By the effect of delay and spatial non-locality, the changes of dynamic behavior of equations and the difficulties in theoretical investigation are both led to appear. For example, the wave speed is influnenced by delay and nonlocal dispersal, and it is not suitable any longer by using the frequent methods and normal theory for solving the problems of traveling wave solutions in classical reaction-diffusion equations because the nonlocal convolution operator has poor smoothness. Based on the above facts, we are concerned with the monostable traveling waves and their stability of scalar equations and systems with delay and nonlocal dispersal in this project. Especially, it is more difficult to investigate the stability of critical waves of nonlocal dispersal systems with delay and without quasi-monotonicity. The usually weighted energy method can not be directly applied to the critical waves for the appearance of nonlocal diffusion term and the loss of quasi-monotonicity in systems; and it is not easy to get the decay estimates of elementary solutions of ordinary functional differential equations because of the coupling of different unknown functions.

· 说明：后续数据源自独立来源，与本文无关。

Issue #323, opened 2016-12-02
Not support for dirty replication


rj03hou:
Find a bug not  support for clean replication:

1. DBA using reset slave rather than reset slave all. The Master_Host and Master_Port exist.
1. DBA not execute reset slave or reset slave all when they promote the slave to master. The Master_Host and Master_Port exist, but the replication is break.

In the above case, we using recursive to execute show slave status from the host to find the master but not check the slave status, may find the wrong master.

So we can check the Master_Log_File and Slave_IO_Running Slave_SQL_Running.

```
if show slave status output is not empty:
    if Master_Log_File is empty:
        return
    else    Slave_IO_Running or Slave_SQL_Running not yes:
       exit
    else
       this may be the master
```

shlomi-noach:
Thank you,

`Slave_IO_Running` and `Slave_SQL_Running` being `No` is certainly not a reliable indicator that a server is a master.

I'm OK to consider an empty `Master_Log_File` as an indicator that a server is a master.

rj03hou:
In the second case:
DBA not execute reset slave or reset slave all when they promote the slave to master, just execute stop slave. The Master_Host and Master_Port exist, but the replication is break.

In this case, we can find the stale master, and try to write to id.

shlomi-noach:
Also in that same 2nd case, some intermediate master may just have replication broken; it's unsafe to assume that it is the master.

rj03hou:
In that same 2nd case, if the Slave_IO_Running and Slave_SQL_Running being No, we can stop and remind the user to check.
otherwise will find the wrong master.

shlomi-noach:
> we can stop and remind the user to check.

yes, that's an excellent sanity check.

rj03hou:
@shlomi-noach I make a pull request to solve this problem,  can you review the code.

shlomi-noach:
closed by https://github.com/github/gh-ost/issues/324

PR #324, opened 2016-12-02
check the slave status when find recursive find the master, so suppor…

rj03hou:
Related issue: https://github.com/github/gh-ost/issues/323

The following is all don.
- [x] the binary is test.
- [x] the log does not output.

### Description

1. DBA using reset slave rather than reset slave all. The Master_Host and Master_Port exist.
2. DBA not execute reset slave or reset slave all when they promote the slave to master. The Master_Host and Master_Port exist, but the replication is break.

In the above case, we using recursive to execute show slave status from the host to find the master but not check the slave status, may find the wrong master.

So we can check the Master_Log_File and Slave_IO_Running Slave_SQL_Running.

```
if show slave status output is not empty:
    if Master_Log_File is empty:
        return
    else    Slave_IO_Running or Slave_SQL_Running not yes:
       exit
    else
       this may be the master
```

**Have a question,** I think log before we recursive  find the master, but he log.Infof not work in go/logic/inspect.go.

### DIFF
--- a/go/mysql/utils.go
+++ b/go/mysql/utils.go
@@ -83,7 +83,10 @@ func GetMasterKeyFromSlaveStatus(connectionConfig *ConnectionConfig) (masterKey 
 		return nil, err
 	}
 	err = sqlutils.QueryRowsMap(db, `show slave status`, func(rowMap sqlutils.RowMap) error {
-		// Using reset slave not reset slave all, the Master_Log_File is empty.
+		// We wish to recognize the case where the topology's master actually has replication configuration.
+		// This can happen when a DBA issues a `RESET SLAVE` instead of `RESET SLAVE ALL`.
+
+		// An empty log file indicates this is a master:
 		if rowMap.GetString("Master_Log_File") == "" {
 			return nil
 		}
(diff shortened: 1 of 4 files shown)


go/mysql/utils.go
```diff
@@ -83,12 +83,27 @@ func GetMasterKeyFromSlaveStatus(connectionConfig *ConnectionConfig) (masterKey
...
 	}
 	err = sqlutils.QueryRowsMap(db, `show slave status`, func(rowMap sqlutils.RowMap) error {
+		// Using reset slave not reset slave all, the Master_Log_File is empty.
+		if rowMap.GetString("Master_Log_File") == "" {
+			return nil
+		}
+
+		// If not using reset slave or reset slave all and slave is break, something is wrong, so we stop.
+		if rowMap.GetString("Slave_IO_Running") != "Yes" || rowMap.GetString("Slave_SQL_Running") != "Yes" {
+			log.Fatalf("The slave %s is break: Slave_IO_Running:%s Slave_SQL_Running:%s please make sure the replication is correct.",
```
shlomi-noach: `Fatalf` shouldn't be called from within an internal utility. The utility should return with an error, and it is up to the calling code to decide whether to panic or not.

go/mysql/utils.go
```diff
@@ -83,12 +83,27 @@ func GetMasterKeyFromSlaveStatus(connectionConfig *ConnectionConfig) (masterKey
...
+				connectionConfig.Key.Hostname,
+				rowMap.GetString("Slave_IO_Running"),
```
shlomi-noach: only `GetString()` once for each column, into a variable, then use that variable.

rj03hou:
➜  gh-ost git:(replication-reset-slave) sh test.sh
PASS
ok  	github.com/github/gh-ost/go/base	0.010s
PASS
ok  	github.com/github/gh-ost/go/mysql	0.009s
2016-12-05 19:44:27 ERROR []string{"add column t int", "add column e enum('a','b','c')"}
2016-12-05 19:44:27 ERROR []string{"add column t int(11)", "add column e enum('a','b','c')"}
PASS
ok  	github.com/github/gh-ost/go/sql	0.010s


I check something is wrong in the official master, so my test is not pass, I build and test is OK.

Another question, can you make a release include the myisam-gtid and this recently, our production meet this two question.

shlomi-noach:
Thank you,
I will release shortly, sometime this week!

Therefore, it brings a new challenge to develop and improve theory of traveling waves of reaction-diffusion equations with delay. Furthermore, stimulated by the propagation theory in classical reaction-diffusion equations, it is significant on theory and practice to go on concerning in the impact on traveling waves derived from delay and nonlocal dispersal.

时滞和空间非局部作用不仅引起方程动力学行为的变化，而且带来理论研究上的困难，例如时滞和非局部扩散影响波的传播速度；非局部卷积算子光滑性低、使研究经典反应扩散方程行波解的一些标准理论和常用方法不再适用。基于此，本项目研究时滞非局部扩散标量方程和系统的单稳行波解及其稳定性。其中，非拟单调的时滞非局部扩散系统临界波速下单稳行波解的稳定性研究更加困难，因为非局部扩散项的出现和系统拟单调性的缺失，使通常的加权能量方法不再适用于临界波速的情形；不同未知函数的耦合使常泛函微分方程基本解的衰减估计不易得到，这为发展和完善时滞反应扩散方程的行波解理论提出了新的挑战。另外，受经典反应扩散方程中得出的传播理论的启发，继续研究时滞和非局部扩散对行波解产生的影响，具有重要的理论意义和实践价值。

由于时滞和空间非局部作用会引起方程动力学行为的变化，受经典反应扩散方程传播理论(扩散项和反应项都对波的传播产生影响)的启发，通过对具体传染病模型和种群动力学模型行波解的研究建立适用于一般时滞非局部扩散标量方程和系统的行波理论，具有重要的理论意义和实践价值。特别是将一些离散时滞的非局部扩散标量方程的行波解研究结果推广到非局部扩散的非局部时滞系统，丰富并完善了非局部扩散方程行波解的研究工作。. 本项目借助非线性泛函分析、常(偏)泛函微分方程理论和算子半群理论等研究了几类时滞非局部扩散方程行波解的存在性、唯一性、渐近行为和稳定性等。目前已完成主要研究内容，并取得了一些研究成果，达到了项目的预期目标。主要研究内容和成果包括：(1)建立了一类带非局部扩散和非线性发生率的时滞 SIR 模型行波解的（不）存在性、有界性和渐近行为。(2)研究了一类具有静止期的时滞种群动力学模型单稳行波解的稳定性和一类非拟单调的空间非局部时滞标量方程单稳行波解的稳定性。(3)建立了一类带输入项和非局部扩散项的非局部时滞 SIR 模型行波解的（不）存在性和渐近行为。(4)研究了一类带复发性和非局部扩散的时空时滞传染病系统行波解的（不）存在性和渐近行为。(5) 研究了一类具有空间非局部效应的（非）拟单调时滞非局部扩散系统非临界波速下单稳行波解的稳定性。(6) 研究了一类带输入项和非局部扩散项的非局部时滞 SIR 模型(非)临界波速下单稳行波解的稳定性。